-- Supplied information follows --

PR #487, opened 2021-03-14
Support access to the Typeface's font data

### LINKED ISSUE #485: Typeface OpenStream
I'm looking at implementing pure rust text shaping via RustyBuzz, but RustyBuzz needs to be able to parse a font in order to shape it. Skia appears to have a way to get the font data from a given typeface via https://api.skia.org/classSkTypeface.html#a48befdd7cb646d78baccad4937c832da but it seems like that hasn't been implemented, and a cursory look into the bindings seems like its not their either.

Is there some way to get at the actual font path or font data that I've missed? If not are there any pointers for interacting with skia's streams so that I could go implement the missing functions?

I know there are bindings for Harfbuzz in skia-safe with the text shaping feature, but I was looking into options that didn't require copying a `icudtl.dat` file to the output directory. Any tips?

pragmatrix:
Closes #485

### DIFF
--- a/skia-safe/src/core/typeface.rs
+++ b/skia-safe/src/core/typeface.rs
@@ -1,4 +1,4 @@
-use crate::interop::{MemoryStream, NativeStreamBase};
+use crate::interop::{MemoryStream, NativeStreamBase, StreamAsset};
 use crate::prelude::*;
 use crate::{font_arguments, interop, FontArguments};
 use crate::{font_parameters::VariationAxis, Data, FontStyle, GlyphId, Rect, Unichar};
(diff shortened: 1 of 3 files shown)


skia-safe/src/core/typeface.rs
```diff
@@ -237,7 +237,19 @@ impl RCHandle<SkTypeface> {
...
+    pub fn to_font_data(&self) -> Option<(Vec<u8>, usize)> {
+        let mut ttc_index = 0;
+        StreamAsset::from_ptr(unsafe { sb::C_SkTypeface_openStream(self.native(), &mut ttc_index) })
+            .and_then(|mut stream| {
+                let length = unsafe { sb::C_SkStreamAsset_getLength(stream.native()) };
+                let mut data = vec![0u8; length];
+                let stream = stream.native_mut().as_stream_mut();
+                let read =
+                    unsafe { sb::C_SkStream_read(stream, data.as_mut_ptr() as _, data.len()) };
+                (read == data.len()).if_true_some((data, ttc_index.try_into().unwrap()))
```
Kethku, line 249: Would the index here always be zero? Should it be passed in?

pragmatrix: From the Skia documentation:
```
     *  Return a stream for the contents of the font data, or NULL on failure.
     *  If ttcIndex is not null, it is set to the TrueTypeCollection index
     *  of this typeface within the stream, or 0 if the stream is not a
     *  collection.
     *  The caller is responsible for deleting the stream.
```
It is returned only and indicates the index of the Typeface inside a true type collection, otherwise zero.

Issue #507, opened 2021-04-22
Linking errors when having both rust-skia and mozjpeg dependencies


romanzes:
When running `cargo build` in my project that uses both `skia-safe` and `mozjpeg` crates, I'm getting a lot of errors on Ubuntu 18.4.5 (mac is fine though), all of which look similar to the following:
```
/home/roman/workspace/font-metrics-extractor/target/debug/deps/libskia_bindings-47e0a85be893853d.rlib(libjpeg.jsimd_none.o): In function `jsimd_ycc_rgb_convert':
          jsimd_none.c:(.text.jsimd_ycc_rgb_convert+0x0): multiple definition of `jsimd_ycc_rgb_convert'
          /home/roman/workspace/font-metrics-extractor/target/debug/deps/libmozjpeg_sys-25d217b8eeeac2cd.rlib(jsimd_none.o):/home/roman/.cargo/registry/src/github.com-1ecc6299db9ec823/mozjpeg-sys-0.10.13/vendor/jsimd_none.c:70: first defined here
          collect2: error: ld returned 1 exit status
```
Here's an example of the minimal setup that reproduces this error: https://github.com/romanzes/font-metrics-extractor/blob/master/Cargo.toml
Having just `mozjpeg` or just `rust-skia` in the dependencies works fine, it's only when there are both the build would fail.
Side note: this started happening since 0.35.0 release, the previous releases didn't have this issue.

pragmatrix:
@romanzes Can you take a look at #512 and see if you can work around the linking problem as suggested in the PR.

PR #512, opened 2021-05-05
Allow jpeg-turbo as a -sys library

therealbnut:
Hey,

I was having some issues where I had two `-sys` libraries which were both linking `-ljpeg`, leading to duplicate symbol linker errors. I think that `rust-skia` normally detects the problem if `build.rs` has `cargo:rustc-link-lib=jpeg`, but I'm not sure.

Anyway, I think I fixed the issue and I think it's a nicer solution. It fixes it by adding a libjpeg sys crate, and allowing skia to use it instead. I think this is a good solution as it avoids unnecessary compilation, and allows you to interoperate with the same libjpeg library.

I think it'd be really nice if all the skia third-party dependencies in this repo were slowly moved over to a similar system.

Please let me know if you have any questions, or want any changes (I'm also happy if it's easier for you to make small tweaks to get it merge ready).

**note: I had some azure related issues, so I thought I'd check if this change is desired before trying to fix them**

Thank you!

### DIFF
--- a/skia-bindings/Cargo.toml
+++ b/skia-bindings/Cargo.toml
@@ -48,11 +48,15 @@ textlayout = []
 webp = ["webp-encode", "webp-decode"]
 webp-encode = []
 webp-decode = []
+# sys libraries
+use-system-jpeg-turbo = ["mozjpeg-sys"]
 # deprecated since 0.25.0
 svg = []
 shaper = ["textlayout"]
 
 [dependencies]
+
+mozjpeg-sys = { version = "0", features=["with_simd"], optional=true }
 
 [build-dependencies]
 cc = "1.0.37"
--- a/skia-bindings/build_support/skia.rs
+++ b/skia-bindings/build_support/skia.rs
@@ -295,7 +295,10 @@ impl FinalBuildConfiguration {
                 cflags.extend(jpeg_sys_cflags.iter().map(|x| -> &str { x.as_ref() }));
                 args.push(("skia_use_system_libjpeg_turbo", yes()));
             } else {
-                args.push(("skia_use_system_libjpeg_turbo", no()));
+                args.push((
+                    "skia_use_system_libjpeg_turbo",
+                    yes_if(use_system_libraries),
+                ));
             }
 
             if let Some(opt_level) = &build.opt_level {
--- a/skia-bindings/build_support/skia.rs
+++ b/skia-bindings/build_support/skia.rs
@@ -505,7 +505,9 @@ impl BinariesConfiguration {
         let feature_ids = features.ids();
 
         if features.text_layout {
-            additional_files.push(ICUDTL_DAT.into());
+            if target.is_windows() {
+                additional_files.push(ICUDTL_DAT.into());
+            }
             built_libraries.push(lib::SK_PARAGRAPH.into());
             built_libraries.push(lib::SK_SHAPER.into());
         }
--- a/skia-bindings/build_support/skia.rs
+++ b/skia-bindings/build_support/skia.rs
@@ -216,10 +216,6 @@ impl FinalBuildConfiguration {
                 ("skia_use_gl", yes_if(features.gl)),
                 ("skia_use_egl", yes_if(features.egl)),
                 ("skia_use_x11", yes_if(features.x11)),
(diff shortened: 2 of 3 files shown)


skia-bindings/build_support/skia.rs
```diff
@@ -692,7 +700,7 @@ pub fn build_skia(
     ninja_command: &Path,
 ) {
     let ninja_status = Command::new(ninja_command)
-        .args(&["-C", config.output_directory.to_str().unwrap()])
+        .args(&[":skia", "-C", config.output_directory.to_str().unwrap()])
```
therealbnut, line 703: Note: I did this so that it wouldn't build other executable (example) targets, and only build `libskia.a`. This avoids some other linker issues.

skia-bindings/Cargo.toml
```diff
@@ -48,12 +48,16 @@ textlayout = []
 webp = ["webp-encode", "webp-decode"]
 webp-encode = []
 webp-decode = []
+# sys libraries
+use-system-jpeg-turbo = ["mozjpeg-sys"]
```
therealbnut, line 52: `mozjpeg` is a fork that is ABI compatible with libjpeg, and can be configured to be the same, but it has a default configuration that leads to superior compression.

skia-bindings/build_support/skia.rs
```diff
@@ -691,7 +699,10 @@ pub fn build_skia(
     config: &BinariesConfiguration,
     ninja_command: &Path,
 ) {
+    // Libraries we explicitly want ninja to build.
+    let ninja_built_libraries = config.built_libraries.iter().filter(|x| *x != lib::SKIA_BINDINGS);
     let ninja_status = Command::new(ninja_command)
+        .args(ninja_built_libraries)
```
therealbnut, line 705: Explicitly ask ninja to build the targets we want. Otherwise we end up having linker errors for skia's example programs that we don't want anyway.

skia-bindings/build_support/skia.rs
```diff
@@ -691,7 +699,13 @@ pub fn build_skia(
     config: &BinariesConfiguration,
     ninja_command: &Path,
 ) {
+    // Libraries we explicitly want ninja to build.
+    let ninja_built_libraries = config
+        .built_libraries
+        .iter()
+        .filter(|x| *x != lib::SKIA_BINDINGS);
     let ninja_status = Command::new(ninja_command)
+        .args(ninja_built_libraries)
```
therealbnut, line 708: Explicitly ask ninja to build the targets we want. Otherwise we end up having linker errors for skia's example programs that we don't want anyway.

pragmatrix:
Because the nightly build went through, I suspect that the Azure problems are a side effect of giving ninja specific targets. I'll try later to see if we can find a solution.

BTW: I like the idea of running ninja with specific targets, because it could prevent us from applying 3d60f5a70c0de0634cfea5883b600b9857de2416 for every new Skia version.

And does this PR fix #507?

therealbnut:
Ah yes, it does fix that :)

therealbnut:
Nice, thank you it looks like that fixed the issue

therealbnut:
@pragmatrix it might be worth looking into before merging: I _think_ there may be an issue where `libjpeg` still gets linked.

I'm just working on trying to reproduce it, but it's possibly because of this (assuming `gn` leads to it being in there somehow):
https://github.com/rust-skia/skia/blob/chrome/m81/third_party/libjpeg-turbo/BUILD.gn#L14

If that's it I believe an easy way to fix this might be to introduce an empty library (no symbols) that `-ljpeg` will find first. It should work if we emit a file `libjpeg.a` with the contents `b"!<arch>"` and a higher search path precedence, although I'm not sure where to modify `build_support/skia.rs` to do that yet.

pragmatrix:
@therealbnut I will merge this now. Thank you for the PR. Also, I've fixed one (presumably accidental) change in the default behavior when then env variable `SKIA_USE_SYSTEM_LIBRARIES` was set.

therealbnut:
Good catch, thanks for your help!

therealbnut:
Also congratulations on 2^9 PRs 🎉

PR #525, opened 2021-06-11
Add a `binary-cache` feature

therealbnut:
I've been trying to integrate rust-skia into a build system which tightly controls system dependencies (nix, bazel), and I've found it's much easier to get it working if we can disable the binary cache.

Unfortunately `FORCE_SKIA_BUILD` only helps a little as it still ends up getting a bunch of dependencies (`"ureq", "flate2", "tar"`) which require maintenance, and have build issues.

This PR introduces a feature flag so that we can remove everything related to the binary cache, if it's not needed.

Everything related to the binary-cache has moved into `build_support/binary_cache`. This PR is a pure refactor, there are no functional changes, code hasn't been added or removed, only moved.

Edit: perhaps `remote_cache` is a better name than `binary_cache`. I was trying to stay consistent with the existing `binaries.rs` naming, but it might have changed a bit since that was first named.


therealbnut:
I'm not sure if you want to hold off on this PR. It's possible I'm misunderstanding something about `[build-dependencies]`, but it still seems to be adding the optional dependencies to my project's `Cargo.lock`.

therealbnut:
I don't think it's a bad refactor either way, I think it at least saves building that extra code.

pragmatrix:
So far I think it's great! And you are right, the name of the feature should probably changed, because it is about downloading Skia as an external dependency (binaries or sources) instead of expecting it in the source tree. 

I'll take a closer look this weekend.

therealbnut:
> So far I think it's great!

Thanks!

> it still seems to be adding the optional dependencies to my project's Cargo.lock

I worked it out, I was including `skia-safe` in multiple crates in a workspace. I fixed it by adding `default-features = false` to all of those places `skia-safe` is defined as a dependency, which makes sense in retrospect as it's additive, and adds that set of features. There's no issues with this PR in this regard.

pragmatrix:
This can can be merged as it is. Thank you a lot.

The problem with the storage space limits on Azure is getting addressed in https://github.com/pragmatrix/rust-skia/pull/8

therealbnut:
@pragmatrix Sorry - I forgot to say earlier, thank you for the quick review and merge!

Issue #453, opened 2021-01-05
Reuse existing Skia binaries if possible


JackRedstonia:
Currently, it seems that every time the `skia-bindings` crate is recompiled (for example when compiling after upgrading the Rust toolchain), it redownloads Skia, as `sudo iptraf` reports traffic when `cargo` reaches `skia-bindings (build)`.

Normally this is not that much of an issue as wherever it's downloading from serves the files quickly enough, but since yesterday it has become excruiciatingly slow and even corruptions occurred.

As per a comment in issue #10 (https://github.com/rust-skia/rust-skia/issues/10#issuecomment-754653140), the build script can be improved by adding a check if the desired binaries are already downloaded.

pragmatrix:
@JackRedstonia You've mentioned that the download happens every time a compiler flag is changed. Can you provide one example that can be used to prove a working fix? I am asking because I assume that the output directory gets changed for even the smallest environment change with the consequence that downloaded archives must be cached somewhere else.

JackRedstonia:
@pragmatrix Something like this in `Cargo.toml` of a project that depends on `skia-bindings` for example:
```toml
[profile.release]
lto = "thin"
```
Commenting/uncommenting this results in a rerun of the build script it seems, which in turn redownloads the binaries, plus some other stuff from `codeload.github.com`.
I tried cloning the repository and swapping out all the URLs with `file://`s to local downloads, but it still seems to download *some*thing.
(local downloads were obtained through proxies, GitHub *always* chooses the worst file server to download from for my region, resulting in the build taking forever and then failing on a network error)

JackRedstonia:
Adding new dependencies to a project also rebuilds.

Issue #429, opened 2020-11-09
Potential simplification of offline building and caching


therealbnut:
Hey thanks for rust-skia I use it all the time!

I'm using [sccache](https://github.com/mozilla/sccache), which caches some rust build outputs. In case you haven't encountered it, `ccache` the offical [skia supported way](https://skia.org/user/build) to cache builds and `sccache` adds rust support. We've found that fetching the skia binary on our CI can be fairly flaky, but our `sccache` cache is hosted on with our CI so has much better reliability, and we're using it anyway.

Due to network flakiness we need to separate `cargo fetch` from `cargo build`. On our systems a fetch can be retried, but the build itself is intended to be deterministic.

To separate `fetch` and use `sccache` instead of your skia build caching I believe your recommended steps are:
 * disable fetching  with the environment variables in `build.rs`
 * special-case/duplicate the build.rs fetching of skia alongside our `cargo fetch` command
 * set the environment variables in `build.rs` to specify where we've downloaded skia

I imagine this will all work, but it seems like a lot of setup, only works with un-forked Skia binaries, and also requires us to special-case a bunch of stuff for fetching that adds knowledge of a transitive dependency several layers above our rust code.

---

**TL;DR**

I've had an idea to improve this, and wanted to get your thoughts on it. It might result in less fetching and caching code for you, and might mean you don't need to manually upload binaries with release. The idea is:

You could move `build.rs` (and its module) into `rust-skia/skia`, which becomes a crate (not submodule). Use cargo to do the fetching, as sccache to do the binary caching. You could support both if there's any reason to by putting it behind a `feature` config.

---

The advantage of this will be:
 * A crate means that `cargo fetch` will fetch it, and it will play well with future `rust` ecosystem changes
 * You get the binary caching logic "for free" with `sccache`
 * skia supports `sccache`, so changes to skia itself will be cached and building it will be faster
 * I haven't checked, but you might be able to reuse a Google official ccache repo for Skia if there's a public one
 * If `cargo` has more caching solutions in future using `cargo` in a more vanilla way is more likely to be compatible

The disadvantage (if it's not opt-in) will be:
 * You need to fetching the source even if you only ever need the cached build
 * To get a build binary shared with the community you might need to set up sccache storage
 * If you don't set up a community read-only cache, then people will need all the dependencies needed to build Skia
 * People that want the caching will have to install sccache

[...]

PR #527, opened 2021-06-23
Add support for using a locally built Skia library

therealbnut:
This PR does two main things:

 * adds a `build-from-source` feature
 * adds environment variables to support using a locally built skia library (`SKIA_BUILD_DEFINES` and `SKIA_LIBRARY_SEARCH_PATH`).

My intention is to use this to simplify the build process with external build systems (nix+bazel).

Most of the changes in this PR are moving code without changing functionality, primarily `skia-bindings/build_support/skia.rs` has been split into multiple parts:

 * `build_support/binaries_config.rs`
 * `build_support/bind_skia.rs`
 * `build_support/build_skia`
 * `build_support/features.rs`

I've tested this on mac under these conditions:

```bash
cargo build
```

```bash
cargo test --all --features=textlayout,use-system-jpeg-turbo,binary-cache,build-from-source
```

-- Supplied information concluded --

Work to be completed:
What is needed is an exact repetition of the lines from the first line of the records through the line containing "Is there some", both ends included, and nothing more.

Expected output:
PR #487, opened 2021-03-14
Support access to the Typeface's font data

### LINKED ISSUE #485: Typeface OpenStream
I'm looking at implementing pure rust text shaping via RustyBuzz, but RustyBuzz needs to be able to parse a font in order to shape it. Skia appears to have a way to get the font data from a given typeface via https://api.skia.org/classSkTypeface.html#a48befdd7cb646d78baccad4937c832da but it seems like that hasn't been implemented, and a cursory look into the bindings seems like its not their either.

Is there some way to get at the actual font path or font data that I've missed? If not are there any pointers for interacting with skia's streams so that I could go implement the missing functions?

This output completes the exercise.